▶ Task statement
Retype, word for word, every line from the one holding "PR #2388, opened 2026-04-22" through the one holding "1. **Keep Go" in the entries below, both included, and only those lines.

▶ Given entries

····················

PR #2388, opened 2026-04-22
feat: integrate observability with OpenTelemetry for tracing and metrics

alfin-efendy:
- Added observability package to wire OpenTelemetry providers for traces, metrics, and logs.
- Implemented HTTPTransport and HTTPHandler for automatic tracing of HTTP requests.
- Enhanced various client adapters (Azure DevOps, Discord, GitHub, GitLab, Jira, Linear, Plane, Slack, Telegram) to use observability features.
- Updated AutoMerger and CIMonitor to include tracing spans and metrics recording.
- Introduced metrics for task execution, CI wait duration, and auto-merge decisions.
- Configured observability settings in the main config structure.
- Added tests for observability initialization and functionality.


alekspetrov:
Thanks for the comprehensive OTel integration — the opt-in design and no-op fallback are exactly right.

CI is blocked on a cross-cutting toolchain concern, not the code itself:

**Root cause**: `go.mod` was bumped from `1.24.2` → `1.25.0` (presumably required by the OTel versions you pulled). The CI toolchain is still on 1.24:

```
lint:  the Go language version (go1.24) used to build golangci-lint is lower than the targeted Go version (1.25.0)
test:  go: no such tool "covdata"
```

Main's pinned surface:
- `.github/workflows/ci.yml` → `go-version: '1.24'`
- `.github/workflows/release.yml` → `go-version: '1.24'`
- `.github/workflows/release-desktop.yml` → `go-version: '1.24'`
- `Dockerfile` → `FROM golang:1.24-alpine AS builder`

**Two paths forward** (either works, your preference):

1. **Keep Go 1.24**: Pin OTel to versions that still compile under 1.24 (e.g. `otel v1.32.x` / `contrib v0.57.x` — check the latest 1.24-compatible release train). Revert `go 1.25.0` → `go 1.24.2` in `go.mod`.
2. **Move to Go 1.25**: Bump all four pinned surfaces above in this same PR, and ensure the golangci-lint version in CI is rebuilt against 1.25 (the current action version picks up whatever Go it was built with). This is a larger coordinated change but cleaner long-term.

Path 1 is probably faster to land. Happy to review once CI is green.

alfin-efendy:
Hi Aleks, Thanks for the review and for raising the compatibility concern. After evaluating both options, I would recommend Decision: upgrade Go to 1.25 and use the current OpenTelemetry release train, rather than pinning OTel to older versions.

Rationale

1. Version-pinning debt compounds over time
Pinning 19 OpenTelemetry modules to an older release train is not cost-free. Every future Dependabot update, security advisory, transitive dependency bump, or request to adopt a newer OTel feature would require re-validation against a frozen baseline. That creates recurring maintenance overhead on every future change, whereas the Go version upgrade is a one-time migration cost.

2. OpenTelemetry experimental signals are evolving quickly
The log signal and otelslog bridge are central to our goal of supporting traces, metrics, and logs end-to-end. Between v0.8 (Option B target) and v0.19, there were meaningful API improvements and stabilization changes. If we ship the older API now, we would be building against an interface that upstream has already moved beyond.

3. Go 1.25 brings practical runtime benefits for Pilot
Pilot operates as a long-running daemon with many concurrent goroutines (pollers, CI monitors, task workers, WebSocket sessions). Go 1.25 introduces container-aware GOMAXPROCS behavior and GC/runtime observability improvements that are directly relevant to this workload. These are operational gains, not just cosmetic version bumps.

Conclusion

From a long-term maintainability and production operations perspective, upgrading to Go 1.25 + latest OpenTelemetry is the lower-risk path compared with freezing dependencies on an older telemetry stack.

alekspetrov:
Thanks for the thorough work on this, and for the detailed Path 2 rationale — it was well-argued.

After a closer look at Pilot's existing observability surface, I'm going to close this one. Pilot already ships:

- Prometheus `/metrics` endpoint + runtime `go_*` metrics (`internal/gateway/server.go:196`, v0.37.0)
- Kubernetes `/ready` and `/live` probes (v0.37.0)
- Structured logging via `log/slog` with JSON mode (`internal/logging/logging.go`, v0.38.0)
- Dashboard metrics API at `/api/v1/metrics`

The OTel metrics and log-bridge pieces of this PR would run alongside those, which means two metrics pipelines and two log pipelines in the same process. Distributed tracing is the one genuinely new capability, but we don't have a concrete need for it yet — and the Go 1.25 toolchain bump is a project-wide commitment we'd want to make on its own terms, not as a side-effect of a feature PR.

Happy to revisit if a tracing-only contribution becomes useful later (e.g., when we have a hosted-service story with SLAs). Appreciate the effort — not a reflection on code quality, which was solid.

····················

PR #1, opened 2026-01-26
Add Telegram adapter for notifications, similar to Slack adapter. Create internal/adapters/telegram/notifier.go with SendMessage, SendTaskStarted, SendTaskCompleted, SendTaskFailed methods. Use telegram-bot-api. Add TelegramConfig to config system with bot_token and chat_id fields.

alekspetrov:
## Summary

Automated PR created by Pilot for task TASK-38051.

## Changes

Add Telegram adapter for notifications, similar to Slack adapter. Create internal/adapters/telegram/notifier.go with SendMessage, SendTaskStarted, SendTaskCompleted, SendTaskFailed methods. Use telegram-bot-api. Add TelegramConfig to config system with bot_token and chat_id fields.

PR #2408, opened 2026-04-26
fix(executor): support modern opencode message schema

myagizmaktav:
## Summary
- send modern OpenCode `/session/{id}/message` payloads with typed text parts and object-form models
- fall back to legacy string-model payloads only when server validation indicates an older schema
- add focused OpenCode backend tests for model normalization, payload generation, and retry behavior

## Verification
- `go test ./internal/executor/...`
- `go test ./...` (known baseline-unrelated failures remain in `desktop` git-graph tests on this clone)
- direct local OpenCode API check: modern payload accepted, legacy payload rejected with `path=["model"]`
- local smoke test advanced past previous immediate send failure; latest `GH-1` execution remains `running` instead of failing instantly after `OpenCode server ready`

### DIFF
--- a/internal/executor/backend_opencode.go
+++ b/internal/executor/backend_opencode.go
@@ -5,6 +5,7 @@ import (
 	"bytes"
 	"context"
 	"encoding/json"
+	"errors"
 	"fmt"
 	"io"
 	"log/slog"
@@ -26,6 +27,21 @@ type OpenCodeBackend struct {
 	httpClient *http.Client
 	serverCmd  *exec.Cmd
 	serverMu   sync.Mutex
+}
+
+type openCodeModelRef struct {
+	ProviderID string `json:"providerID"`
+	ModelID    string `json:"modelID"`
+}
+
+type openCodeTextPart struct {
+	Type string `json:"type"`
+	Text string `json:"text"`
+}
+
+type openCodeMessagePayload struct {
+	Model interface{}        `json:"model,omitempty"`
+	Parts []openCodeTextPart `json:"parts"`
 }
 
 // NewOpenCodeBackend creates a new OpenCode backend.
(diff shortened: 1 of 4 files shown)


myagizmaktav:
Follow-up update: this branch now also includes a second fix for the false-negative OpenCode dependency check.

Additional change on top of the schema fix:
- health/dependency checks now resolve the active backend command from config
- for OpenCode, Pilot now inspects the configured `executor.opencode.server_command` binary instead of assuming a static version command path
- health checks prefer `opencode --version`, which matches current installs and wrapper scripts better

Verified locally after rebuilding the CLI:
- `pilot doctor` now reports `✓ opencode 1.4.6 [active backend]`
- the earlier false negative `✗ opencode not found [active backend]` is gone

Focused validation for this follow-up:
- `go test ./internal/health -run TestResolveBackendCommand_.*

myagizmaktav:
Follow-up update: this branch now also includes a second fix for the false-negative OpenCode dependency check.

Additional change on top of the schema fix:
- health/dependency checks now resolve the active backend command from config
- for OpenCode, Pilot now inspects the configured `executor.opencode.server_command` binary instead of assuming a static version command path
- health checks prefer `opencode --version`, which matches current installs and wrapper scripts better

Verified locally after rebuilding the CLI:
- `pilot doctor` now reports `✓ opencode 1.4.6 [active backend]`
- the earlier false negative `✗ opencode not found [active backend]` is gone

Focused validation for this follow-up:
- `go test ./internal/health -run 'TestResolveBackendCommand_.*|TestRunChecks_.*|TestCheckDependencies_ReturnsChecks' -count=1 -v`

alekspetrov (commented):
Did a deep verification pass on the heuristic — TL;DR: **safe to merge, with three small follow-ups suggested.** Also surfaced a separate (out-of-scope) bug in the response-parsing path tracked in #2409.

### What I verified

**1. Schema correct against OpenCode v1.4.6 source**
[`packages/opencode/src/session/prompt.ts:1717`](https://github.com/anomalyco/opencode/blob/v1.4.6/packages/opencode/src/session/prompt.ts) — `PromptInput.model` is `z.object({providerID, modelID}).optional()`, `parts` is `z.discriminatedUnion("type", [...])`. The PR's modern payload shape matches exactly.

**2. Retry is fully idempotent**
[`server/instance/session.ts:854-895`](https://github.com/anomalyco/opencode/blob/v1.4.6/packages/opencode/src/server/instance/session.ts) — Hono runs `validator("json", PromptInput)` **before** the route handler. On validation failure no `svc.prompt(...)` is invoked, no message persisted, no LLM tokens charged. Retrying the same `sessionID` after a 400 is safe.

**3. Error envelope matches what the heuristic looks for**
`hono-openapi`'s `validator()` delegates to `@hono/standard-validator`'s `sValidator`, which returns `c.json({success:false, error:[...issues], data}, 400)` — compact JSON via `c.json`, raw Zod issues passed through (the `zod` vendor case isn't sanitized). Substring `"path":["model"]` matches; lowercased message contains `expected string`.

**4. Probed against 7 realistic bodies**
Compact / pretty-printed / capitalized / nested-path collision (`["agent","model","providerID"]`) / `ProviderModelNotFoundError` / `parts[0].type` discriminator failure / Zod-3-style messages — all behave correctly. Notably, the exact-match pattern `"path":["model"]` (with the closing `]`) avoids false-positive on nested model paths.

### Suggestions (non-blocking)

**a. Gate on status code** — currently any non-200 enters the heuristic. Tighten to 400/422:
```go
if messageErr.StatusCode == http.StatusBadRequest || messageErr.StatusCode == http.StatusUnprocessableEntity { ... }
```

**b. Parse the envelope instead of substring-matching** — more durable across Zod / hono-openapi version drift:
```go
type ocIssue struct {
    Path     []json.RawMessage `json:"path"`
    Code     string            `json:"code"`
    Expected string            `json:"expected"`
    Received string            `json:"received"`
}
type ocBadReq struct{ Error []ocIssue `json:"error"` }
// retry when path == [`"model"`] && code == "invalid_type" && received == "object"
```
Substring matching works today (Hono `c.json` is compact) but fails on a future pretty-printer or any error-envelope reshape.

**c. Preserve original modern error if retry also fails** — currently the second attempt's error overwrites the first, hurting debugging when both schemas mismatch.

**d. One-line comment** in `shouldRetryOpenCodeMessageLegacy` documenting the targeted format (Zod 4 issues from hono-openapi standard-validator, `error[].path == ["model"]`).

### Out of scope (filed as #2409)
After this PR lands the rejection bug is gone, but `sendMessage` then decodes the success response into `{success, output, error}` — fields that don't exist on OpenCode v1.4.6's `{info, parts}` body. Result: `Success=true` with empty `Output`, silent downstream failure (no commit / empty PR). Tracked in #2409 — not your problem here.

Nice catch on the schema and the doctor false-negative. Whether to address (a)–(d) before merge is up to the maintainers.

····················

▶ Task output
PR #2388, opened 2026-04-22
feat: integrate observability with OpenTelemetry for tracing and metrics

alfin-efendy:
- Added observability package to wire OpenTelemetry providers for traces, metrics, and logs.
- Implemented HTTPTransport and HTTPHandler for automatic tracing of HTTP requests.
- Enhanced various client adapters (Azure DevOps, Discord, GitHub, GitLab, Jira, Linear, Plane, Slack, Telegram) to use observability features.
- Updated AutoMerger and CIMonitor to include tracing spans and metrics recording.
- Introduced metrics for task execution, CI wait duration, and auto-merge decisions.
- Configured observability settings in the main config structure.
- Added tests for observability initialization and functionality.


alekspetrov:
Thanks for the comprehensive OTel integration — the opt-in design and no-op fallback are exactly right.

CI is blocked on a cross-cutting toolchain concern, not the code itself:

**Root cause**: `go.mod` was bumped from `1.24.2` → `1.25.0` (presumably required by the OTel versions you pulled). The CI toolchain is still on 1.24:

```
lint:  the Go language version (go1.24) used to build golangci-lint is lower than the targeted Go version (1.25.0)
test:  go: no such tool "covdata"
```

Main's pinned surface:
- `.github/workflows/ci.yml` → `go-version: '1.24'`
- `.github/workflows/release.yml` → `go-version: '1.24'`
- `.github/workflows/release-desktop.yml` → `go-version: '1.24'`
- `Dockerfile` → `FROM golang:1.24-alpine AS builder`

**Two paths forward** (either works, your preference):

1. **Keep Go 1.24**: Pin OTel to versions that still compile under 1.24 (e.g. `otel v1.32.x` / `contrib v0.57.x` — check the latest 1.24-compatible release train). Revert `go 1.25.0` → `go 1.24.2` in `go.mod`.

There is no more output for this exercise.